======== SUPPLIED RECORDS
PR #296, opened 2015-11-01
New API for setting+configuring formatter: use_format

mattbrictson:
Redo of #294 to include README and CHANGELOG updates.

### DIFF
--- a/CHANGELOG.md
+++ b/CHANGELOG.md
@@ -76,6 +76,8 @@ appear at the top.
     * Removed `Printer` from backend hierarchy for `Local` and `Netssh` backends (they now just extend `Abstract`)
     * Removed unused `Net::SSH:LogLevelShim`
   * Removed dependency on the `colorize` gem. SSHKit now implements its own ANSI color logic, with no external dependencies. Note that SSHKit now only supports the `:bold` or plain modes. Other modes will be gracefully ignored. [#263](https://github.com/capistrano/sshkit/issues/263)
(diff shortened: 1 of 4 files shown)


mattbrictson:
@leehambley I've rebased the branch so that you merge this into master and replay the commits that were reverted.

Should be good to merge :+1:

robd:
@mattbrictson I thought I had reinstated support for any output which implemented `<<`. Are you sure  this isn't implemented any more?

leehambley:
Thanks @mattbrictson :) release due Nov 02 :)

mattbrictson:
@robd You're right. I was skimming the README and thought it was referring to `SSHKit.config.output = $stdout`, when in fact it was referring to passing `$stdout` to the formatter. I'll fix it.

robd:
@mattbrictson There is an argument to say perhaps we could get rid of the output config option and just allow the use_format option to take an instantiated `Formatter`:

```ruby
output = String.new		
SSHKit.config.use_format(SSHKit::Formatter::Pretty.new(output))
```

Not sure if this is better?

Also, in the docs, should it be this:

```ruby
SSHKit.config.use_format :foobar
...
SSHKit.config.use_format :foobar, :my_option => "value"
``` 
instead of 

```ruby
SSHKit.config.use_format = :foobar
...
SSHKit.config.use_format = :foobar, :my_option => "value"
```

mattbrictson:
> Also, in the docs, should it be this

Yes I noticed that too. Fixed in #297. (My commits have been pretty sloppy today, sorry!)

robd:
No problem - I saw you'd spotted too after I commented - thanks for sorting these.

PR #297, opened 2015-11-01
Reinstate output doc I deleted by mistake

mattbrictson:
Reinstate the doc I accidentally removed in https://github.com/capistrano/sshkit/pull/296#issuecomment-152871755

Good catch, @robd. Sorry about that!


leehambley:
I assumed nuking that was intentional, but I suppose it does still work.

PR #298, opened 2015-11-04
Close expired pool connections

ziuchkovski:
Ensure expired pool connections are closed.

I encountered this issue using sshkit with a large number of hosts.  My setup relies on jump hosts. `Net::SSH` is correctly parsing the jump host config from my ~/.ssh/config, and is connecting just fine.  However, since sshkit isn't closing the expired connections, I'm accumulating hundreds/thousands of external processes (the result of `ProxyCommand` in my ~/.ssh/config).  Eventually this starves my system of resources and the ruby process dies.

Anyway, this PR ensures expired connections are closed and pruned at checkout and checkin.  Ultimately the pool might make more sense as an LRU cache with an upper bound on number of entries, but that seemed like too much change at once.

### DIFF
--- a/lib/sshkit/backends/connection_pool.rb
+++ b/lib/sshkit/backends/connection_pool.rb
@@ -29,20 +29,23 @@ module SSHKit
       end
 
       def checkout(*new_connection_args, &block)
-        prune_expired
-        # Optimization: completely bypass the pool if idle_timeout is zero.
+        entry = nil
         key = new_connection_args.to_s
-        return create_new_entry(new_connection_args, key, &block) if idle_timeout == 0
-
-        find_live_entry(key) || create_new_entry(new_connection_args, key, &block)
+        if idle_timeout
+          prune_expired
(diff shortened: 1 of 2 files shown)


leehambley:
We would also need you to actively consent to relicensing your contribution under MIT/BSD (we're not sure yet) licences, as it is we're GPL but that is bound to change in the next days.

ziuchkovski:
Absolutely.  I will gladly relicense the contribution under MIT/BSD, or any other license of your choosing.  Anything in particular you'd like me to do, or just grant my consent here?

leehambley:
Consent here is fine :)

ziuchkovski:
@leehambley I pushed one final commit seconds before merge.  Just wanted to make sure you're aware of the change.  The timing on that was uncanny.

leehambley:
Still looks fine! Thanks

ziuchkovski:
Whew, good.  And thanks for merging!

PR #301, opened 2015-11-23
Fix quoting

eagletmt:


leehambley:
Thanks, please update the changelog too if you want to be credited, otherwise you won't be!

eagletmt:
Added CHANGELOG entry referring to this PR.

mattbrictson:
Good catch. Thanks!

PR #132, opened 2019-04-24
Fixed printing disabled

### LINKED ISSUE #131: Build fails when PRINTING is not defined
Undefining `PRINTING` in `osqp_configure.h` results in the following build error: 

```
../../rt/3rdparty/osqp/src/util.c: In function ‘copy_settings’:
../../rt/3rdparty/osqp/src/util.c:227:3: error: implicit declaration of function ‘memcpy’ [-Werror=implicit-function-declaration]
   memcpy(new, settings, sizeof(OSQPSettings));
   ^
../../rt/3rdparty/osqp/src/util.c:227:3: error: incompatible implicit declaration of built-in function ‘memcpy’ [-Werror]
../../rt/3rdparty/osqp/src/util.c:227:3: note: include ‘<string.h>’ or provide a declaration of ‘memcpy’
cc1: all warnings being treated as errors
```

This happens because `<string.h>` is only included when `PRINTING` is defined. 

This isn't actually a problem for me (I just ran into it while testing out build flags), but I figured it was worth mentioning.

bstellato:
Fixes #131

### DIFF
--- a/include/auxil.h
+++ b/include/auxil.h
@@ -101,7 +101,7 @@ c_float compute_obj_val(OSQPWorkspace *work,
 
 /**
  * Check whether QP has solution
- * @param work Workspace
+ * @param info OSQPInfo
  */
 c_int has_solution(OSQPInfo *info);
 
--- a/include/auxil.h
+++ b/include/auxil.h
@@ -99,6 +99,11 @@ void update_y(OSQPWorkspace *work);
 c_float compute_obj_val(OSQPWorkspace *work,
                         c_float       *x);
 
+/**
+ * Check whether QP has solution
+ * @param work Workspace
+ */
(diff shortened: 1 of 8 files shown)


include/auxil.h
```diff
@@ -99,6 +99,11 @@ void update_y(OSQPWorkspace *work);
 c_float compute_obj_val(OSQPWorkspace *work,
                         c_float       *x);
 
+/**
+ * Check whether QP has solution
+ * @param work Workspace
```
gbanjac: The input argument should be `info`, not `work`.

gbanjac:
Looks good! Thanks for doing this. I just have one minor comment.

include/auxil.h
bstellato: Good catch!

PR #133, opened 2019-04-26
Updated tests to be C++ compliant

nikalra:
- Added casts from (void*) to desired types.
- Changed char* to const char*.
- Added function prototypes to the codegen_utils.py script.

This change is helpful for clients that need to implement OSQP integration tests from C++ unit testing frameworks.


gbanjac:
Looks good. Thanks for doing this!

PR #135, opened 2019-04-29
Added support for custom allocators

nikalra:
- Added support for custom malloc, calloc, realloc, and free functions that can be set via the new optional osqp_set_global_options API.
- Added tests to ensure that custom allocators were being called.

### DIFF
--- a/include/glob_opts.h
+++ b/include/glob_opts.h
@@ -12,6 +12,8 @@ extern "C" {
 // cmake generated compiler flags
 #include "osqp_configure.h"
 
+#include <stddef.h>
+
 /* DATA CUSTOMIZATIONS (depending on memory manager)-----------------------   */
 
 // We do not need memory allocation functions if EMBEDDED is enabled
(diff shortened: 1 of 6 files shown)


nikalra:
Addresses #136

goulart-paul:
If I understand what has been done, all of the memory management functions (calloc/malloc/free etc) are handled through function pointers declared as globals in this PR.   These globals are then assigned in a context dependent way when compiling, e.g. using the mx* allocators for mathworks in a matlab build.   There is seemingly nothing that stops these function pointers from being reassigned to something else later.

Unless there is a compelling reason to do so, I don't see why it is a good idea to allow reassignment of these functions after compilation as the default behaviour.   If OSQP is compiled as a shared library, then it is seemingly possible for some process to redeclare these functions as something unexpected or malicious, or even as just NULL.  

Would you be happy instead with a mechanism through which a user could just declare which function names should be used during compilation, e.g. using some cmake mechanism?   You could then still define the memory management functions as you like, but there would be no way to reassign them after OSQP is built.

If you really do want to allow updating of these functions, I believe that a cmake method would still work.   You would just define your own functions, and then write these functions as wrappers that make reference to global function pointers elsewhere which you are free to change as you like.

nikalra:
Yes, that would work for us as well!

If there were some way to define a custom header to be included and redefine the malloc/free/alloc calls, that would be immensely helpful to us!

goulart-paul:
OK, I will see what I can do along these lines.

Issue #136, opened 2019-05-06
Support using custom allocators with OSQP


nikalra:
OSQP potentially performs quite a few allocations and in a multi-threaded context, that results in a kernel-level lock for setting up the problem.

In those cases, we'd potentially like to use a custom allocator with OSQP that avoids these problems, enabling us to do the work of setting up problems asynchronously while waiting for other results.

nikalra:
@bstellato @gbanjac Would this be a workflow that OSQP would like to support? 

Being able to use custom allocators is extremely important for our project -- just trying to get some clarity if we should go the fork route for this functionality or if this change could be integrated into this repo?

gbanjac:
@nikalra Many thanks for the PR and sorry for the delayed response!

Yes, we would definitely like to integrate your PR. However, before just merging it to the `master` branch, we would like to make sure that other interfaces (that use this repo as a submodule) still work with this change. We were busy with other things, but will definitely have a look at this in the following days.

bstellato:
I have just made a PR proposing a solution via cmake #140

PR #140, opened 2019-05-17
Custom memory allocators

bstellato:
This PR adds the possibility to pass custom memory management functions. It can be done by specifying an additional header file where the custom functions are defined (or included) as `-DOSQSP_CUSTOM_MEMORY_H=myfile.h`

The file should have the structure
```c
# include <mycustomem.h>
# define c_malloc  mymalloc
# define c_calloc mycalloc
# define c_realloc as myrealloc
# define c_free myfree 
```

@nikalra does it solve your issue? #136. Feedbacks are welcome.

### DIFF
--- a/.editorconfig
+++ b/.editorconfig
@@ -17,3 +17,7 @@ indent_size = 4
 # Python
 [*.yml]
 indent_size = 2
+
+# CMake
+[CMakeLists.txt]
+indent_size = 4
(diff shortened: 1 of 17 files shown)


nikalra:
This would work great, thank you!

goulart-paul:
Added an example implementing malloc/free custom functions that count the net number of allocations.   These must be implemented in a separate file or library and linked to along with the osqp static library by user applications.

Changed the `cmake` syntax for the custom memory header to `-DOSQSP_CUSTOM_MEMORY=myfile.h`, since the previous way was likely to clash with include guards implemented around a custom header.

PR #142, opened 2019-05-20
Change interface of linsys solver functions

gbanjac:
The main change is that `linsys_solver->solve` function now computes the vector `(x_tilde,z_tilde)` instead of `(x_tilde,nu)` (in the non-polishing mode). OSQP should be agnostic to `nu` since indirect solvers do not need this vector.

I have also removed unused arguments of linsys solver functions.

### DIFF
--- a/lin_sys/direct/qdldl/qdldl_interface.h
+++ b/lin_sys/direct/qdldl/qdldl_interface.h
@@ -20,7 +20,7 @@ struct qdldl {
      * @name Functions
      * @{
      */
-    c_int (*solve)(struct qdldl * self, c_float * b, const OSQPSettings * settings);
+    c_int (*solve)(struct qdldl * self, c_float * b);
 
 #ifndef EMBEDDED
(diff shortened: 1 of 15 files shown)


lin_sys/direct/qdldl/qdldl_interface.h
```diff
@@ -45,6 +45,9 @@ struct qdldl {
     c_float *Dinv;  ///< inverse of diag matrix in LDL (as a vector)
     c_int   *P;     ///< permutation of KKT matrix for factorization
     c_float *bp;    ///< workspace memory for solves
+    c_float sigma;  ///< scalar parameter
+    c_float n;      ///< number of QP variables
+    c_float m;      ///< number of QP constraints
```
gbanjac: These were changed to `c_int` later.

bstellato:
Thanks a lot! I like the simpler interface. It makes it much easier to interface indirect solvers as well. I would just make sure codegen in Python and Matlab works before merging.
================
• **WORK REQUEST**:
Across all the material above, work out how many lines hold the word "through", and answer with that number only.

• **TASK RESULT**:
2